*SUPPLIED INFORMATION*:
PR #248, opened 2018-01-31
dbus: add SetPropertiesSubscriber method

dtnaylor:
This PR adds a `SetPropertiesSubscriber` method which is similar to
`SetSubStateSubscriber` but with two important differences:

* Each update includes all changed properties, not just SubState
* Each set of property values from systemd is reported; no update can be
  missed. With `SubStateSubscriber`, transient states can be missed
  because `sendSubStateUpdate` calls `GetUnitPathProperties` after receiving
  the original signal from systemd; by this point, the unit's state may
  have changed again. (This behavior is clearly documented, but for some
  use cases it might not be acceptable to miss a state transition.)

### DIFF
--- a/dbus/dbus.go
+++ b/dbus/dbus.go
@@ -16,6 +16,7 @@
 package dbus
 
 import (
+	"encoding/hex"
 	"fmt"
 	"os"
 	"strconv"
@@ -53,6 +54,27 @@ func PathBusEscape(path string) string {
 		if needsEscape(i, c) {
 			e := fmt.Sprintf("_%x", c)
 			n = append(n, []byte(e)...)
+		} else {
+			n = append(n, c)
+		}
+	}
+	return string(n)
+}
+
+// pathBusUnescape is the inverse of PathBusEscape.
+func pathBusUnescape(path string) string {
+	if path == "_" {
+		return ""
+	}
+	n := []byte{}
+	for i := 0; i < len(path); i++ {
+		c := path[i]
+		if c == '_' && i+2 < len(path) {
+			res, err := hex.DecodeString(path[i+1 : i+3])
+			if err == nil {
+				n = append(n, res...)
+			}
+			i += 2
 		} else {
 			n = append(n, c)
 		}
--- a/dbus/dbus.go
+++ b/dbus/dbus.go
@@ -96,12 +96,17 @@ type Conn struct {
 		jobs map[dbus.ObjectPath]chan<- string
 		sync.Mutex
 	}
-	subscriber struct {
+	subStateSubscriber struct {
 		updateCh chan<- *SubStateUpdate
 		errCh    chan<- error
 		sync.Mutex
 		ignore      map[dbus.ObjectPath]int64
 		cleanIgnore int64
+	}
+	propertiesSubscriber struct {
+		updateCh chan<- *PropertiesUpdate
+		errCh    chan<- error
+		sync.Mutex
 	}
 }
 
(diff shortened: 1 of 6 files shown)


dbus/dbus.go
```diff
@@ -60,6 +61,27 @@ func PathBusEscape(path string) string {
...
+// PathBusUnescape is the inverse of PathBusEscape.
+func PathBusUnescape(path string) string {
+	if path == "_" {
+		return ""
+	}
+	n := []byte{}
+	for i := 0; i < len(path); i++ {
+		c := path[i]
+		if c == '_' {
+			res, err := hex.DecodeString(path[i+1 : i+3])
```
lucab: Before looking ahead, please check that `i+3` does not overflow `len(path)`.

dbus/dbus.go
```diff
@@ -60,6 +61,27 @@ func PathBusEscape(path string) string {
 	return string(n)
 }
 
+// PathBusUnescape is the inverse of PathBusEscape.
+func PathBusUnescape(path string) string {
```
lucab: Do you need this to be public in order to use it in your consuming application? If not, I'd prefer to keep it private for the moment, we can always export it later if required.

dbus/subscription.go
```diff
@@ -84,6 +85,7 @@ func (c *Conn) dispatch() {
 			case "org.freedesktop.DBus.Properties.PropertiesChanged":
 				if signal.Body[0].(string) == "org.freedesktop.systemd1.Unit" {
 					unitPath = signal.Path
+					c.sendPropertiesUpdate(unitPath, signal.Body[1].(map[string]dbus.Variant))
```
lucab: Please add a `len(signal.Body) >= 2` check and a type-check for `signal.Body[1].(map[string]dbus.Variant)`.

dbus/subscription.go
```diff
@@ -231,20 +237,61 @@ func (c *Conn) updateIgnore(path dbus.ObjectPath, info map[string]interface{}) {
...
+		return
+	}
+
+	update := &PropertiesUpdate{unitName(unitPath), changedProps}
+
+	select {
+	case c.propertiesSubscriber.updateCh <- update:
+	default:
+		select {
+		case c.propertiesSubscriber.errCh <- errors.New("update channel full!"):
```
lucab: "update channel is full", no need for exclamation marks 😃 .

dbus/subscription.go
```diff
@@ -231,20 +237,61 @@ func (c *Conn) updateIgnore(path dbus.ObjectPath, info map[string]interface{}) {
...
+		default:
+		}
```
lucab: If the linter doesn't complain about a spurious return (I didn't try), perhaps consider adding an explicit `return` after the inner select block. That way, code eventually added at the bottom is already fine with error handling.

lucab:
Thanks for your PR, I left a few comments. This will probably conflict with https://github.com/coreos/go-systemd/pull/249, thus depending on timings you may need to rebase at some later point.

Can you add at least a simple test to exercise `SetPropertiesSubscriber` codepath?

dbus/dbus.go
dtnaylor: Nope, will make private.

dtnaylor:
Ok, those fixups should address your comments. I'm happy to squash and rebase once #249 is in if this looks good.

lucab:
Thanks, I'm fine with this. Just squash and rebase your commits, I'll take care of merging this before #249 and then solve conflicts on my side.

dtnaylor:
Great—squashed and rebased.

*WHAT TO PRODUCE*:
Lines from the start of the material through the line containing "update can be" are wanted. Write them out exactly.

*RESULT BELOW*:
PR #248, opened 2018-01-31
dbus: add SetPropertiesSubscriber method

dtnaylor:
This PR adds a `SetPropertiesSubscriber` method which is similar to
`SetSubStateSubscriber` but with two important differences:

* Each update includes all changed properties, not just SubState
* Each set of property values from systemd is reported; no update can be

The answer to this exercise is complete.